@You-May-Call-Me-Marth
(tw // mentions of physical/emotional abuse)
Madeline: Of course they fucking hurt, they're supposed to. You know what they say: no pain, no gain. At this point, I'm too used to them, but I used to wish I could use my powers on myself to numb the pain. Lots of nights spent wrapping my ankles in bandages. And Jesus Christ, what is this, a therapy appointment? Probably not, I would have just grown up as a rich spoiled brat, which isn't much different than I am now, maybe just without a bit of murder. At my core, I'm simply irredeemable; no way around it.
Ava: Those are some loaded questions. I'd guess democracy? Most of the other forms of government involve certain groups of people being in charge, and as history tends to repeat itself, humans would slowly make the rich and powerful more rich and powerful while taking wealth and power away from the ones who need it, so I think democracy, or at least a cleaner democracy than whatever the fuck the American government is right now, is the safest way to go, but no government is entirely free from corruption, and that's a whole other conversation.
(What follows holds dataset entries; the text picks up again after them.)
PR #2553, opened 2016-02-25
Cast webroot-path from str to [str] if needed

### LINKED ISSUE #2542: Renewal conf files from pre-0.1.0 releases contain webroot-path as a string, not a list
I tried to use the new `renew` subcommand, but it first failed with #2468, which I fixed by manually replacing the port, and then with the following error message:

```
2016-02-24 19:23:18,395:WARNING:letsencrypt.cli:Attempting to renew cert from /etc/letsencrypt/renewal/[redacted].conf produced an unexpected error: The webroot plugin is not working; there may be problems with your existing configuration.
The error was: PluginError('t does not exist or is not a directory',). Skipping.
```

All certificates produced exactly the same error. I looked through the code and it appears it's failing to find the correct webroot path. The path is correct in the config file LE uses to renew the certificate.

pde:
- for compatibility with pre-public-beta renewal conf files
 - fixes #2542


bmw:
lgtm

PR #2565, opened 2016-02-29
Work around leap day bug in parsedatetime

riking:
Leap years are every 4 years, so this workaround will break in 2096.

Hopefully the bug's fixed upstream by then.


schoen:
Thanks for the fix, which was rolled into #2566.

PR #2568, opened 2016-02-29
Pin parsedatetime version < 2.0

bmw:


bmw:
Issue on parsedatetime reported at bear/parsedatetime#156.

schoen:
Hopefully upstream will fix this and we won't need this change. Maybe they can even fix it before Travis finishes! :-)

bmw:
Looks like Travis won the race, although I don't think we can blame upstream too much about that.

schoen:
Sure enough!

schoen:
Good luck to upstream in any case - maybe we can revert this pin soon.

PR #2577, opened 2016-03-01
Simple release help

bmw:
Adds `eff-pubkey.pem` to the tree and stops tracking the releases folder which is created by `release.sh`.


bmw:
@jsha: [boulder log](https://gist.github.com/e9616c17be8640c7fcc5) (error occurred while running `letsencrypt renew` so the client continued running after the error so you'll have to scroll/grep a bit)

pde:
LGTM.

PR #2579, opened 2016-03-01
Legacy http01 port

### LINKED ISSUE #2468: Expected a numeric value for http01_port
Forum user Randall describes this problem when using `letsencrypt renew`:

> ...The error was `Expected a numeric value for http01_port. ...` 
> Editing the file /etc/letsencrypt/renewal/[my.domain].conf file solved this problem. I changed `http01_port = None`  to  `http01_port = 80`

https://community.letsencrypt.org/t/help-us-test-renewal-with-letsencrypt-renew/10562/5

@bmw said that this would have been fixed (in terms of renewal config files correctly specifying `http01_port`) back in November, but people who have older lineages than that may have this problem when renewing with `standalone`. That could conceivably be a pretty large number of users!

bmw:
fixes #2468

### DIFF
--- a/letsencrypt/cli.py
+++ b/letsencrypt/cli.py
@@ -807,6 +807,7 @@ def _restore_required_config_elements(config, renewalparams):
     for config_item in INT_CONFIG_ITEMS:
         if config_item in renewalparams and not _set_by_cli(config_item):
             config_value = renewalparams[config_item]
+            # the default value for http01_port was None during private beta
             if config_item == "http01_port" and config_value == "None":
                 logger.info("updating legacy http01_port value")
                 int_value = flag_default("http01_port")
--- a/letsencrypt/cli.py
+++ b/letsencrypt/cli.py
@@ -806,12 +806,17 @@ def _restore_required_config_elements(config, renewalparams):
     # int-valued items to add if they're present
     for config_item in INT_CONFIG_ITEMS:
         if config_item in renewalparams and not _set_by_cli(config_item):
-            try:
-                value = int(renewalparams[config_item])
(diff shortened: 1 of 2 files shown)


letsencrypt/cli.py
```diff
@@ -806,12 +806,18 @@ def _restore_required_config_elements(config, renewalparams):
...
         if config_item in renewalparams and not _set_by_cli(config_item):
-            try:
-                value = int(renewalparams[config_item])
-                setattr(config.namespace, config_item, value)
-            except ValueError:
-                raise errors.Error(
-                    "Expected a numeric value for {0}".format(config_item))
+            config_value = renewalparams[config_item]
+            # the default value for http01_port was None during private beta
+            if config_item == "http01_port" and config_value == "None":
```
schoen: Are you sure that other code couldn't convert this to `None` instead of `"None"` before we get to this point? (Did you check with a real renewal config that had `http01_port` set to `None`)?

schoen:
LGTM, just wondering about the type question noted above (is it `None` or `"None"` at that point in the code?).

schoen:
And thanks for adding the comment we discussed earlier.

letsencrypt/cli.py
bmw: I did check this with a real renewal config. The value was `"None"` and not `None`. I believe this is similar to what's going on [here](https://github.com/letsencrypt/letsencrypt/pull/2579/files#diff-54b2f468d57ef7436008bd031bc89711L803).

schoen:
OK, that makes sense then.

PR #2569, opened 2016-03-01
Release 0.4.1

bmw:

PR #2581, opened 2016-03-01
Bump source le-auto version

bmw:
fix problem @pde identified in #2569.


pde:
I think this change needs to be in the template file too!

bmw:
The version isn't in the template ([source](https://github.com/letsencrypt/letsencrypt/blob/master/letsencrypt-auto-source/letsencrypt-auto.template#L22)). `letsencrypt-auto-source/build.py` grabs it from `letsencrypt/__init__.py`.

pde:
OK, looks good.

PR #2582, opened 2016-03-01
Autobuild le-auto with dev version

bmw:
Automatically fixes the problem for future releases that was manually fixed in #2581.


bmw:
@jsha: [log](https://gist.github.com/dfdc689f302707bd8655) of spurious boulder problem

bmw:
merging without review because not user facing

Issue #1741, opened 2015-12-04
FAQ: Do I need root (superuser) to use letsencrypt?


hickford:
My website is hosted on a shared server. I don't have root on it. Can I use letsencrypt? 

I tried installing letsencrypt-auto following https://letsencrypt.readthedocs.org/en/latest/using.html#installation 

    ham@pandora:~/letsencrypt$ ./letsencrypt-auto
    Bootstrapping dependencies for Debian-based OSes...
    [sudo] password for ham:
    ham is not in the sudoers file.  This incident will be reported.

The user guide is confusing:

> Please do not attempt the installation commands as superuser/root

spede:
Try:
https://github.com/kuba/simp_le
Or:
https://github.com/diafygi/letsencrypt-nosudo

The confusing bit means you shouldn't run letsencrypt-auto as superuser, because the program will invoke sudo when it needs to automatically.

mikehaertl:
I also ran into some problems as I started installation as root (`sudo -s`). I think the above notice should also be added here: https://letsencrypt.readthedocs.org/en/latest/using.html#letsencrypt-auto

kolAflash:
In many scenarios it's the most useful to run letsencrypt-auto with "--webroot-path" (on a webroot with proper permissions) or "--manual". If the user is also sure, that everything needed is installed via apt-get, zypper, yum, ... there should be absolutely no reason to require root!

So please, ask only for root if it's needed!

For installing packages, either check first if the needed packages are already installed. E.g.:
rpm -ql | grep PACKAGE_YOU_LOOK_FOR
dpkg -l | grep PACKAGE_YOU_LOOK_FOR
Or provide an option "--dont-install-packages" which just skips this step.

Always using root is a bad idea, because:
- Not everyone has root on a server
- Bad security
Additionally, probably many users don't want software-packages being installed without being asked before.

tobiasmcnulty:
Agreed, it would be nice to be able to automate certificate renewal even if root is not available (e.g., if the cert is going to be uploaded via an API).

pde:
Whether root is required to run Certbot or not depends on how you intend to use it.  In some cases, typically when using the `webroot` and `manual` plugins, Certbot can be run without root if you ensure that `/etc/letsencrypt/`, `/var/log/letsencrypt`, and `/var/lib/letsencrypt` are writeable by the user that wants to run it (you can also change these locations with `--config-dir`, `--log-dir` and `--work-dir`).

[...]

PR #3294, opened 2016-07-15
New docs structure and introduction

bmw:
In addition to making sure the new structure/text is correct, we need to make sure this won't break packaging. `README.rst` is included in the `certbot` package and is shown on [PyPI](https://pypi.python.org/pypi/certbot/0.8.1). Will including other files break this? I doubt it since `certbot` also includes the entire `docs` directory, but we should make sure this won't cause problems before this is merged.


bmw:
Welp. Just saw github/markup#172. We'll have to make some changes here.

bmw:
Closing and reopening to start tests

bmw:
Well, Travis is being weird so I'll keep playing with that, but I think this is ready for review.

This incorporates @ptychomancer's work as well as the structural doc changes we wanted. The way I accomplished the doc structure with respect to the `README` is a little hacky, but it's the best solution I could come up with.

Including other files in the `README` causes problems like the one I linked above so I moved the text we wanted back into the file (except `CHANGES.rst` but I'll mention that at the end). To avoid duplication, I include parts of the `README` in other files. You can do this either based on line numbers or by searching for certain text. To try and make this robust as possible, I added comments in the `README` which specify tags that begin and end certain sections. Using these tags, we can include the section we want in other files without relying on either the line number or the visible wording of a specific section which may change in the future.

As I mentioned, I didn't do anything with `CHANGES.rst`. We still want this file and we don't want to duplicate it in the `README` so I left it as is. If we want `CHANGES.rst` mentioned in the `README`, perhaps we can link to it, but I'm not sure how well this will work on PyPI, GitHub, our packages, etc. `CHANGES.rst` is still linked to in the User Guide like we discussed last week so it's still referenced for our users.

README.rst
```diff
@@ -1,169 +1,19 @@
...
 
-Certbot (previously, the Let's Encrypt client) is **BETA SOFTWARE**. It
-contains plenty of bugs and rough edges, and should be tested thoroughly in
-staging environments before use on production systems.
+Anyone who has gone through the trouble of setting up a secure website knows what a hassle getting and maintaining a certificate is. Certbot and Let’s Encrypt can automate away the pain and let you turn on and manage HTTPS with simple commands. Using Certbot and Let's Encrypt is free, so there’s no need to arrange payment.
 
-For more information regarding the status of the project, please see
-https://letsencrypt.org. Be sure to checkout the
-`Frequently Asked Questions (FAQ) <https://community.letsencrypt.org/t/frequently-asked-questions-faq/26#topic-title>`_.
+How you use Certbot depends on the configuration of your web server. The best way to get started is to use our `interactive guide <https://certbot.eff.org>`_. It generates instructions based on your configuration settings. You’ll need root or administrator access to your web server to run Certbot.
```
pde: Perhaps "In most cases, you'll need root or administrator access"... with a link to an appropriate FAQ? We sort of have the answers over in #1741.

pde:
One thing that we should address is the use case where a developer clones the git repo and opens README.rst to understand how to use the repo they just cloned.  Currently there are no pointers or references in the README to the relevant parts of `contributing.rst`.  I guess there are multiple ways of addressing that (moving the "running a local copy" section into the README but then disabling its display by default? Just including a one-sentence reference to it? other ways I haven't thought of?).

pde:
Other than those things, LGTM.

bmw:
This should be ready for another review.

PR #3301, opened 2016-07-19
Deprecation fixes

scop:


pde:
I'm a little mystified by the test failures here; superficially it looks like one of the places where logging is mocked in the tests might need to be updated, but that isn't consistent with the `py27-oldest` tox test having passed...

bmw:
It's worse than that. `cover` passed but `py27` didn't. `cover` doesn't pass for me locally with this branch.

What's going on Travis...?

bmw:
So I'm not sure what's going on here (I suspect some strangeness with `mock`), however, @scop, in [one of our tests](https://github.com/certbot/certbot/blob/master/certbot/tests/reverter_test.py#L359), we mock out `logger.warn` and changing the code to `logger.warning` is causing failures. If you fix this test to use `logger.warning` as well, I'm happy to review this PR.

I'm adding "[needs revision]" to the title of this PR. Please remove it when you'd like another review.

scop:
The issue was that changing `_checkpoint_timestamp` to use `warning` instead of `warn` resulted in another "new" `warning` call from `_setup_three_checkpoints`, and that affected the expected call count in `test_rollback_too_many`. Changed so that the call count is zeroed only after setting up the test checkpoints so that the test tests only warnings from `rollback_checkpoints`.

bmw:
Right, but the `py2*` and `cover` tests all run `test_rollback_too_many` yet only some of them failed. Not sure what's going on there, but I'm not too worried about it.

LGTM. Thanks for the PR @scop.

scop:
Maybe the tests that didn't fail don't provoke the warning from `_setup_three_checkpoints` for some reason.

PR #3314, opened 2016-07-21
Change fatal warning to a fatal message

### LINKED ISSUE #3311: Fatal warnings
As reported by @Mechazawa [here](https://github.com/certbot/certbot/commit/d2f1ae9c3870289b52fb1c0ab5130c8fae52aa72#commitcomment-18318527), if `*-auto` needs the `--debug` flag on your system, it will display a warning and then exits abnormally.

Since it causes the program to exit, it's not really a warning so we should not report it as such.

Mechazawa:
Fixes #3311


bmw:
LGTM. Thanks for the PR @Mechazawa.

PR #3335, opened 2016-07-27
Gradually remove psutil dependency, bugfix [URGENT]

### LINKED ISSUE #3334: psutil fails to install because hash is missing when running certbot-auto
certbot-auto pulls packages from pypi, and the latest version still has psutil dependency from setup.py, but in the git master version has the hashes already removed. Dependency needs to be restored, and removed gradually.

I am absolutely not happy with Madeline dragging me into this. I had a plan in life. I was going to become a doctor and marry some other doctor and we were going to be wealthy but not too wealthy, wealthy enough to comfortably support children and still continuously donate to important organizations. But of course, Madeline just saw a vulnerable nerd and thought, "hey, let's fuck her life over" and she took me under her non-existent wing. deep breath I will admit, I would not have had the family that I currently have without Madeline's interference, but I do believe that I would have been happy without any of this, just maybe not quite as happy as I currently am, but that's in no way thanks to them.
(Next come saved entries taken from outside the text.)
PR #3342, opened 2016-07-27
Adding modification check against the current /letsencrypt-auto

### LINKED ISSUE #3337: prevent modifications to certbot-auto and letsencrypt-auto
`certbot-auto` and `letsencrypt-auto` in the root of our repo should only be modified during our releases, however, this is not enforced by any of our tests. It should be enforced by something running in Travis.

Probably the easiest way to do that is to use `letsencrypt-auto-source/pieces/fetch.py` to download the latest stable copy of the script and diff that against `certbot-auto` and `letsencrypt-auto` in the root. If they differ, the test should fail.

TheNavigat:
Closes #3337

### DIFF
--- a/tests/modification-check.sh
+++ b/tests/modification-check.sh
@@ -1,0 +1,21 @@
+#!/bin/bash
+
+temp_dir=`mktemp -d`
+
+# Script should be run from Certbot's root directory
+cp letsencrypt-auto ${temp_dir}/to-be-checked
+cp letsencrypt-auto-source/pieces/fetch.py ${temp_dir}/fetch.py
+cd ${temp_dir}
+
+LATEST_VERSION=`python fetch.py --latest-version`
+python fetch.py --le-auto-script v${LATEST_VERSION}
+
+cmp -s letsencrypt-auto to-be-checked
+
+if [ $? != 0 ]; then
+	echo "Root letsencrypt-auto has changed."
+	rm -rf temp_dir
+	exit 1
+fi
+
+rm -rf temp_dir
--- a/tests/modification-check.sh
+++ b/tests/modification-check.sh
@@ -3,19 +3,33 @@
 temp_dir=`mktemp -d`
 
 # Script should be run from Certbot's root directory
-cp letsencrypt-auto ${temp_dir}/to-be-checked
+cp letsencrypt-auto ${temp_dir}/letsencrypt-to-be-checked
+cp certbot-auto ${temp_dir}/certbot-to-be-checked
+
 cp letsencrypt-auto-source/pieces/fetch.py ${temp_dir}/fetch.py
 cd ${temp_dir}
 
 LATEST_VERSION=`python fetch.py --latest-version`
 python fetch.py --le-auto-script v${LATEST_VERSION}
 
-cmp -s letsencrypt-auto to-be-checked
+cmp -s letsencrypt-auto letsencrypt-to-be-checked
 
 if [ $? != 0 ]; then
 	echo "Root letsencrypt-auto has changed."
 	rm -rf temp_dir
 	exit 1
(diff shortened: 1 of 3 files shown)


TheNavigat:
```
19:09 < TheNavigat> bmw: Regarding your note, that will fail because fetch.py grabs the le-auto inside the le-auto-source dir and not the one in the root
19:10 < TheNavigat> I think creating a new script that kind of mimics what fetch.py does and diffs the end result isn't a bad idea
19:41 <+bmw> TheNavigat: but it gets the script from the specified release tag
19:42 <+bmw> so it should work fine
19:42 <+bmw> and certbot-auto should be checked too
19:52 < TheNavigat> bmw: We'll have to update the script every time we release, then
19:52 < TheNavigat> If we're going to use fetch.py
19:54 <+bmw> TheNavigat: nope
19:54 <+bmw> look at how *-auto uses fetch.py
19:54 <+bmw> we want to do that
19:54 <+bmw> (minus comparing the remote version to our own version number)
```

@bmw: I rethought those ideas and I have a comment. Here's a basic summary of my idea.

Compare this PRs version to master's. If they're different, fail.

This should work because unless the commit is made directly on master, the files shouldn't be different. However, ```le-auto```'s technique will fail when someone releases a new version that isn't release to PyPi yet. ```le-auto``` specifies the latest version to be able to retrieve the file, and the release commit will definitely have a different file from the one le-auto will grab using the ```PyPi``` version. See https://github.com/certbot/certbot/blob/master/letsencrypt-auto#L1094-L1119

bmw:
@TheNavigat, I don't think that would work. We never make commits directly on `master`. In fact, we've disabled pushing to `master` on GitHub through [protected branches](https://help.github.com/articles/about-protected-branches/). All changes must go through a PR that has passed Travis tests.

Our general release process is as follows:
1. Push a [tag](https://github.com/certbot/certbot/tags) containing the version bump and the new `certbot-auto` and `letsencrypt-auto`s.
2. Upload Certbot packages to PyPI.
3. Make a PR to merge those changes into `master`.

With the system you're proposing, I believe it would be impossible to ever change `*-auto` unless we removed our protections on `master` which we're not going to do. If someone makes a PR trying to change `*-auto` without having already created a tag and released PyPI packages, I think it is correct behavior that the tests fail. The released versions of the scripts have not changed, so changing them in `master` should not be allowed.

TheNavigat:
@bmw, I apologize, I wasn't aware of the release plan and the fact that PyPI packages are released before merging the new tag to master, and not the other way around.

Please review the code again. Thanks! :)

tests/modification-check.sh
```diff
@@ -0,0 +1,21 @@
+#!/bin/bash
+
+temp_dir=`mktemp -d`
+
+# Script should be run from Certbot's root directory
+cp letsencrypt-auto ${temp_dir}/to-be-checked
```
bmw: You should also check `certbot-auto` in the root.

tests/modification-check.sh
```diff
@@ -0,0 +1,21 @@
...
+
+cmp -s letsencrypt-auto to-be-checked
+
+if [ $? != 0 ]; then
+	echo "Root letsencrypt-auto has changed."
+	rm -rf temp_dir
+	exit 1
+fi
+
+rm -rf temp_dir
```
bmw: While not strictly necessary, I'd like to see an `echo` stating that the root `{certbot,letsencrypt}-auto` files are unchanged. I'm happy checking the return value locally, but I'd like to see something in the Travis log.

bmw:
Other than my tiny suggested revisions, this LGTM.

bmw:
LGTM. Thanks @TheNavigat.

Peter: If you'd asked me either of those questions ten minutes ago when Aphrodite was still around, you would have gotten much different answers, but as I think you're going for honest me, she's letting me speak freely, but you know, Xavier's still in the corner watching my every move just to make sure I don't do anything stupid. Absolutely I'd save myself if I could, but that's impossible. I hate that I have to just sit here and hope that someday my former teammates will find a way to save me, but Aphrodite has failsafes in her brainwashing, because of course she fucking does. If I could have dogs, I'd like to have two. That's a reasonable amount, right? That's never gonna happen though. She wants to be the primary source of my happiness. Let her know if you want my answers according to her though. Honestly, some days it feels like there're three different versions of me.
James: Ooh, I get interesting questions. Especially after being around a bunch of other superpowered individuals, I've seen a bunch of interesting power sets, and I think I'd most want something like super speed. It's versatile in battle and in everyday life, and Simon seems to really enjoy it. They talk with Ava all the time, so I hear things. As for villainy, it's…a lot. I won't say it's never what I wanted, because that's not true. I got into villainy because of who I became after the trauma of dealing with my father. If you'd asked me that a couple of years ago, I would have said, "fuck yeah, being a villain kicks ass!" and I would have chugged a bottle of champagne, but as who I am now, I don't particularly enjoy it. I'd prefer the label of antihero.
Xavier: Favorite that I've worn myself, although it wasn't quite "wearing", was when I just walked around as my true demon form for the night. Burned out several hundred peoples' eyes and it was quite exhilarating. Favorite that I've seen is anyone who has made their own set of moving wings. I've seen several and they're all very well made. And I don't give out compliments likely. As for Ava, I don't like to think of myself as working with her. We happen to be on the same team. I senselessly abused them for years, partially because of their angel status and having an angel practically obeying my every whim is every demon's dream and partially because they were just so fun to fuck with, so I'll never see them as a "teammate". She's one of God's little pests and she's my puppet; she has no power over me.